FFO is expected to grow by 4% in 2023, assuming the same rate of growth for CAD, the cash available for distribution should reach $1.95 by year-end. After the dividend of $1.47 there will be about $0.48 per share left. With 180 Million shares outstanding, there will be just under $90 Million of cash available. While not enough to repay the full $103 Million due in 2023, it is not far off and combined with cash already on their balance sheet + the available credit facility, the company should have no problem in dealing with this debt, as they are in a very good shape profitability wise.
Valuation
By now, you should be fairly comfortable with STAG’s performance, it is a very healthy company that is likely to do well in the future. The problem is that it is too obvious, resulting in a valuation that is not very appealing.
Firstly, on a relative multiple basis, STAG currently trades at 16.5x FFO, which is above its long-term historical average of 15.2x (blue line). Even if we only look at more recent history, which might be skewed to the upside because of the boom during the pandemic, STAG is by no means undervalued here.

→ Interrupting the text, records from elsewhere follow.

Issue #7640, opened 2020-12-29
During rasa test, YamlValidationException shows temp path


shubhvachher:
**Rasa version**: 2.0.0

**Rasa SDK version** (if used & relevant): Not Used

**Rasa X version** (if used & relevant): Not Used

**Python version**: 3.6.8 (anaconda)

**Operating system** (windows, osx, ...): windows

**Issue**:

During `rasa test` if there is a `YamlValidationException` then the path for the file shown points to the temp directory. 

**Error (including full traceback)**:
```
YamlValidationException: Failed to validate 'C:\Users\USER\AppData\Local\Temp\tmpjvcoar7v\3c3f65c658cd4a41b3fb1703892fa328_test_happypaths_basic.yml'. Please make sure 
the file is correct and all mandatory parameters are specified. Here are the errors found during validation:
...
```

**Command or request that led to error**:
```
rasa test
```

You could test using this `retrieval intent` example from my `test_happypaths_basic.yml`:
```
stories:
- story: faq/restaurant_available_testing
  steps:
  - user: "Does the hotel have a restaurant?"
  - intent: faq/restaurant_available
  - action: utter_faq/restaurant_available
```

**Definition of Done**
- [ ] evalute if copying to `/temp` is needed and drop it if not
- [ ] correctly report path to actual test file

shubhvachher:
I could submit a PR for this if reproducible! Seems straight forward on the face of it.

sara-tagger:
Thanks for raising this issue, @rgstephens will get back to you about it soon✨

###### Please also check out the [docs](https://rasa.com/docs/) and the [forum](https://forum.rasa.com/) in case your issue was raised there too 🤗

rgstephens:
@shubhvachher Thanks for reporting. Yes, a PR would be appreciated!

shubhvachher:
Sure, I'm out travelling till Jan 3rd. I'll get to this Jan 4.

wochinge:
@shubham3582 Any news on this?

Issue #5913, opened 2020-05-28
MultiProjectImporter should ignore tests directory in imported projects


ortsaCniveK:
**Description of Problem**:

I was in the process of testing out the `MultiProjectImporter` for use in my own projects (which I love), so I set up two nested directories using `rasa init`:

```log
├── actions.py
├── config.yml
├── data
│   ├── mood_1_nlu.md
│   └── mood_1_stories.md
├── domain.yml
├── models
│   └── 20200528-101144.tar.gz
├── projects
   └── Mood2Bot
       ├── config.yml
       ├── data
       │   ├── mood_2_nlu.md
       │   └── mood_2_stories.md
       ├── tests
       │   └── conversation_tests.md
       └── domain.yml
```
This lead to log messages like these:
```log
UserWarning: Found unknown intent 'bot_challenge: are you a bot?' on line 50. Please, make sure that all intents are listed in your domain yaml.
```
```log
2020-05-28 10:24:57 WARNING  rasa.core.featurizers  - Feature 'intent_bot_challenge: are you a bot?' could not be found in feature map.
```

I believe [this is the function](https://github.com/RasaHQ/rasa/blob/ff0848419d780b042bf2aa14f932fe1a2050f5ea/rasa/importers/multi_project.py#L96) causing this issue.

**Overview of the Solution**:

Ignore the `tests/` directory in an imported project, since this format is not for training, [as specified in the docs](https://rasa.com/docs/rasa/core/stories/#end-to-end-story-evaluation-format). Just as well, it promotes isolated, project-level conversation testing, [which seems to be the goal of this feature](https://rasa.com/docs/rasa/api/training-data-importers/#multiprojectimporter-experimental).

**Examples** (if relevant):

**Blockers** (if relevant):

**Definition of Done**:

- [x] Add test for `tests/` in imported project
- [x] Ignore `tests/` directory when walking the project directory
- [x] Document changes in change log

sara-tagger:
Thanks for submitting this feature request 🚀 @Ghostvv will get back to you about it soon! ✨

wochinge:
good catch, @ortsaCniveK 🎉 Do you wanna implement a fix for this? I'd be available for feedback and help. Otherwise we'd add it to our backlog.

ortsaCniveK:
I can work on this!

PR #8217, opened 2021-03-16
fix temporary files in 'rasa test'

wochinge:
**Proposed changes**:
- fix https://github.com/RasaHQ/rasa/issues/7640
- introduce a new method `TrainingDataImporter.get_conversation_tests` which only retrieves conversation test files
- change server to store test data in the expected format (`tests` directory for Markdown, `test_` prefix for YAML)
- use `TrainingDataImporter` to load data instead of moving eligble files to a separate temporary directory
- added docstrings for `importer` package
- renamed conversation test files to match expections (`test_` prefix for YAML)


rasa/shared/importers/rasa.py
```diff
@@ -54,10 +58,18 @@ async def get_stories(
             exclusion_percentage,
         )
 
+    async def get_conversation_tests(self) -> StoryGraph:
+        """Retrieves conversation test stories (see parent class for full docstring)."""
```
wochinge, line 62: the alternative is to filter in `get_stories` based on `use_e2e`. Considering [this](https://martinfowler.com/bliki/FlagArgument.html) and also to avoid anything breaking I decided to go for the explict extra method

tests/conftest.py
```diff
@@ -138,7 +138,7 @@ def incorrect_nlu_data_path() -> Text:
 
 @pytest.fixture(scope="session")
 def end_to_end_story_path() -> Text:
-    return "data/test_evaluations/end_to_end_story.yml"
+    return "data/test_evaluations/test_end_to_end_story.yml"
```
wochinge, line 141: test stories need to include the `test_` prefix. Our tests were violating this.

rasa/shared/importers/rasa.py
```diff
@@ -45,7 +49,7 @@ async def get_stories(
         use_e2e: bool = False,
         exclusion_percentage: Optional[int] = None,
     ) -> StoryGraph:
-
+        """Retrieves training stories / rules (see parent class for full docstring)."""
```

If we assume that FFO will grow by 4%, by 2025 it should reach $2.47 per share. Multiplying this by the average multiple, we get a price target of $37.50 per share. This is essentially flat from the price today at $36.00 and with a dividend yield of only 4.0%, the total return will most likely underperform the market, unless we can get significantly higher multiples again.
From an NAV (net asset value) point of view, the story is very similar.
Properties are kept at a book value of $5.9 Billion and generate an annual NOI of around $500 Million. This means that they are kept on the books at a yield/cap rate of 8.5% which arguably is high. I would argue that a reasonable cap rate for their assets would be <6%. At a 6% cap rate, the asset would be worth $8.3 Billion. Subtracting debt of $2.5 Billion, we get an adjusted NAV of $5.8 Billion. At $36.00 a share, the market cap stands at $6.5 Billion or about 12% above the already adjusted net asset value. This tells a very similar story to that of relative multiple valuation. STAG is simply about 10% overvalued here, and therefore, I expect it to underperform the market.
Investor Takeaway
STAG is a great company. It is positioned in an industry with significant tailwinds over the next decade and has a well-diversified and efficient business model with a very reasonable debt structure. The problem, it seems, is that everyone is aware of this and the stock has become too crowded. As a result, the company has become about 10% overvalued here. For these reasons, I rate STAG stock as a HOLD here at $36.00, but will keep an eye on the stock and consider buying if the price falls below fair value (below $32.00 or so).